** ABOUT THIS EXERCISE **
Nothing after the line containing "Example: The battle" belongs in the answer; write out exactly every line from the start of the material up to it, including it.

** TASK INPUTS **

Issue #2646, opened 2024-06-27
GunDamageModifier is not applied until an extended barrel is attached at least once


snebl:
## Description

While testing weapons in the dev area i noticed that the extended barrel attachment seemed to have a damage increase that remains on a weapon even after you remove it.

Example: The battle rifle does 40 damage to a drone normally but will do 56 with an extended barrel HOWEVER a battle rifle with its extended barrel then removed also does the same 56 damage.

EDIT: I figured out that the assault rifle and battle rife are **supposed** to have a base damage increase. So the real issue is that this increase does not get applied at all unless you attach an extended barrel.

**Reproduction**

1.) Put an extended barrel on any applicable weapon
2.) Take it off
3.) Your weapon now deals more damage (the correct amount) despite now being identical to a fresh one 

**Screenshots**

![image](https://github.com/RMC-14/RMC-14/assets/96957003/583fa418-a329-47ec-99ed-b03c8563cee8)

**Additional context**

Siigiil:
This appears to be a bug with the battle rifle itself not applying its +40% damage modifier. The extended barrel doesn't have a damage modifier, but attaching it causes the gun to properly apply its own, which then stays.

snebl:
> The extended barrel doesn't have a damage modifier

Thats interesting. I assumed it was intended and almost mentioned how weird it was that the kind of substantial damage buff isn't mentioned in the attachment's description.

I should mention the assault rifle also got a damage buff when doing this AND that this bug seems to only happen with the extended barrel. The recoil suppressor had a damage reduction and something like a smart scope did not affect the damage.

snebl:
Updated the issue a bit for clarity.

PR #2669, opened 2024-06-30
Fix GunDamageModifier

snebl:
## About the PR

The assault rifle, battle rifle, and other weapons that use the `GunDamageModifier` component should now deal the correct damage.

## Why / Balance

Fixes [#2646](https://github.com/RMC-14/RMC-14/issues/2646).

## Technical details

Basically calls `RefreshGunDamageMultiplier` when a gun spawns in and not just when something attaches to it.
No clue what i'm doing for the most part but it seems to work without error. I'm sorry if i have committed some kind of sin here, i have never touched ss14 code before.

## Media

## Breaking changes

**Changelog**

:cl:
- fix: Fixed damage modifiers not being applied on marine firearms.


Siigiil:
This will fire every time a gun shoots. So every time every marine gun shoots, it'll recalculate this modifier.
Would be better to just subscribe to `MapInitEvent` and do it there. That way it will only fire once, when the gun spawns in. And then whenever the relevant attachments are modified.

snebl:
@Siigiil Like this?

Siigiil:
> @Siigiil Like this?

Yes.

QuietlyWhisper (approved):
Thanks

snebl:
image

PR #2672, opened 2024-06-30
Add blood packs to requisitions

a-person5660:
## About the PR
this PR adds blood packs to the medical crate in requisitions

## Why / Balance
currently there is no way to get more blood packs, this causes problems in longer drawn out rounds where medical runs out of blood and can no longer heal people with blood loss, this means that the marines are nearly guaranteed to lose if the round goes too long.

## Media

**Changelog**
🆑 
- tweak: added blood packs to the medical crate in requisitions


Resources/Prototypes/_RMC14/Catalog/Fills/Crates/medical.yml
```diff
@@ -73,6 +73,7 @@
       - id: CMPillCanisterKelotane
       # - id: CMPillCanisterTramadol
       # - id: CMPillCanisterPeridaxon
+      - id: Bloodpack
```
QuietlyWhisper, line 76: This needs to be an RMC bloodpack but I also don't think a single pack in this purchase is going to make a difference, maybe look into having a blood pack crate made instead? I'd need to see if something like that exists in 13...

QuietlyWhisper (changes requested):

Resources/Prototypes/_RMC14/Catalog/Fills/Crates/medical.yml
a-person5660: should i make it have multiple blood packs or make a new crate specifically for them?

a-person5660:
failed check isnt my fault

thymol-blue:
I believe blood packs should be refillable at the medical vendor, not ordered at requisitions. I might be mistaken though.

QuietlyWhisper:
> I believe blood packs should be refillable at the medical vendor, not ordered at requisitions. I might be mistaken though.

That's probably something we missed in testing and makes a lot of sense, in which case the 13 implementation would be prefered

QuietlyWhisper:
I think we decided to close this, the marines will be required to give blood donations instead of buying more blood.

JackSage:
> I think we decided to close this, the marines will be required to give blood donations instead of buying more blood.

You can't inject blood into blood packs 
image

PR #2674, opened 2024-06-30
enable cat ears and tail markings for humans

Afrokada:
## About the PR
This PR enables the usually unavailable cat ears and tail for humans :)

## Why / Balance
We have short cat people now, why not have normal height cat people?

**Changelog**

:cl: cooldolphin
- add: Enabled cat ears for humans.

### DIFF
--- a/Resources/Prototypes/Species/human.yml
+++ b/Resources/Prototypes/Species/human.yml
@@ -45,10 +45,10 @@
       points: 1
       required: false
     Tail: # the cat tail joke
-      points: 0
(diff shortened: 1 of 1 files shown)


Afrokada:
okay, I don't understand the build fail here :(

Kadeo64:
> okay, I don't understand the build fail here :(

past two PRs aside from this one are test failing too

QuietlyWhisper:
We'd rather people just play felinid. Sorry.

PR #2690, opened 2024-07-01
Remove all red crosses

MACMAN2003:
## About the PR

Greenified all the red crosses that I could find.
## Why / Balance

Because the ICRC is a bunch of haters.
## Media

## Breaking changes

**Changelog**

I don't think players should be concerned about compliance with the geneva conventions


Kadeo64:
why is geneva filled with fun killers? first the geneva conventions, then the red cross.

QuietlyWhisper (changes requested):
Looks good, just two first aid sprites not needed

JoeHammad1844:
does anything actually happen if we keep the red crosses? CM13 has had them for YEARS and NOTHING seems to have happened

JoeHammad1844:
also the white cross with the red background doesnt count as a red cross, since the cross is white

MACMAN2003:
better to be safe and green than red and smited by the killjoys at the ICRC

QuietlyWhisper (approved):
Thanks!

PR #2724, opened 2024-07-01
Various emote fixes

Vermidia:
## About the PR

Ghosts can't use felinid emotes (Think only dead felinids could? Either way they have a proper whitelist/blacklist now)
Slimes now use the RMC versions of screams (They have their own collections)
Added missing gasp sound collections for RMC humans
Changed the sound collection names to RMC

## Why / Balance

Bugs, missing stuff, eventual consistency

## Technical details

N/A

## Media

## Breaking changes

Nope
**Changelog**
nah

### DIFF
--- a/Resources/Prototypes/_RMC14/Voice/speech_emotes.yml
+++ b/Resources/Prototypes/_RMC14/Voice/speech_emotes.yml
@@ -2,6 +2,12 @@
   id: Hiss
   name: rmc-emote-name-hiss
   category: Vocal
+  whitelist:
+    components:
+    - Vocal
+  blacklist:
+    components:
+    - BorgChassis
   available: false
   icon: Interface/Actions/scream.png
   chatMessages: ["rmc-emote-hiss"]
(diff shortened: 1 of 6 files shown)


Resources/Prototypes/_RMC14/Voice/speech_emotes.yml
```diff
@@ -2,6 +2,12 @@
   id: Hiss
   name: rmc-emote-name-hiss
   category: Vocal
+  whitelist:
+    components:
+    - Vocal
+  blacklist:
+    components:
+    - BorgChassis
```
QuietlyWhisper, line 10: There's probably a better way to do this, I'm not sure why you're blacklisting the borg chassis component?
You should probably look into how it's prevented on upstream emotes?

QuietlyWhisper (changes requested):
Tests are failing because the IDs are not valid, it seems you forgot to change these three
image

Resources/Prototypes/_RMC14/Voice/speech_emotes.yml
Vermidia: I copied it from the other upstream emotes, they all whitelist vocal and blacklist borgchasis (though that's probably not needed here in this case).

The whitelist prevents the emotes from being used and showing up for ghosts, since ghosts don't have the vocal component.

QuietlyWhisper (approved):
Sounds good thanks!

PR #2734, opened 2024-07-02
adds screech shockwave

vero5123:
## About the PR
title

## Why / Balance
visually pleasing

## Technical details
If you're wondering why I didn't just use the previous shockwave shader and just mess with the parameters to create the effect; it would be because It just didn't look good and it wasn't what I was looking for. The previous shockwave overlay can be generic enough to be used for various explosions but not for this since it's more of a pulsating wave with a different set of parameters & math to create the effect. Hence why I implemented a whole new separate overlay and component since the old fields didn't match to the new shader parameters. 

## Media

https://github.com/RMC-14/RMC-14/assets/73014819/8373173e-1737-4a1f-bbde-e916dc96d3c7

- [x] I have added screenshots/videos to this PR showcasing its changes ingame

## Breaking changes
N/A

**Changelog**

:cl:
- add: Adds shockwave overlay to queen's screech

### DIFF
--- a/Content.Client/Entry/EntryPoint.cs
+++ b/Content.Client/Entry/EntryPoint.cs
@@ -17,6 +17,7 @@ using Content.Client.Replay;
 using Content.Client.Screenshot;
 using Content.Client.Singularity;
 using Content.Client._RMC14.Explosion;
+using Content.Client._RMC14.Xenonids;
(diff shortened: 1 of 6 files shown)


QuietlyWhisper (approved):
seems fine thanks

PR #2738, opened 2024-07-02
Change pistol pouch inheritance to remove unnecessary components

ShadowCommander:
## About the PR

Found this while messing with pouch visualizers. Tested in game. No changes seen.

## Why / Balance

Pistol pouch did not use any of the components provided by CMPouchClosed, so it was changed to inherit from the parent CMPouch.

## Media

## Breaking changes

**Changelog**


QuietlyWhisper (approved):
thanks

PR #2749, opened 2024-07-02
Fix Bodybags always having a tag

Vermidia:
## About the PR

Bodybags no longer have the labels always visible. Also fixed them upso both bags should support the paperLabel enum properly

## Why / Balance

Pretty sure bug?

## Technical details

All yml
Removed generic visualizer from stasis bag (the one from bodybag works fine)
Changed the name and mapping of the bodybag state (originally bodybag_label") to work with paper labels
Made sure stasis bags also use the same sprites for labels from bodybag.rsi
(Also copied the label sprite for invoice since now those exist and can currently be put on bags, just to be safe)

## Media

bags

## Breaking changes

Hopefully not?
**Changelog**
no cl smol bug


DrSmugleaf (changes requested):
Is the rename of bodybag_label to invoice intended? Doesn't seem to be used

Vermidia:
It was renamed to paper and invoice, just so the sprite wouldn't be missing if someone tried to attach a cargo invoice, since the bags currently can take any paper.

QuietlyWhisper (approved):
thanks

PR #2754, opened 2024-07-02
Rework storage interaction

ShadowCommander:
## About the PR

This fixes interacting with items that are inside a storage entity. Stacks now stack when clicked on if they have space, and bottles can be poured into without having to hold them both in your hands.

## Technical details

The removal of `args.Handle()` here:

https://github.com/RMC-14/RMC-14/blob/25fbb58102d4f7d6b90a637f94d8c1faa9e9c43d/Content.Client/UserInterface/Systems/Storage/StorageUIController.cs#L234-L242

** WRITTEN RESPONSE **
Issue #2646, opened 2024-06-27
GunDamageModifier is not applied until an extended barrel is attached at least once


snebl:
## Description

While testing weapons in the dev area i noticed that the extended barrel attachment seemed to have a damage increase that remains on a weapon even after you remove it.

Example: The battle rifle does 40 damage to a drone normally but will do 56 with an extended barrel HOWEVER a battle rifle with its extended barrel then removed also does the same 56 damage.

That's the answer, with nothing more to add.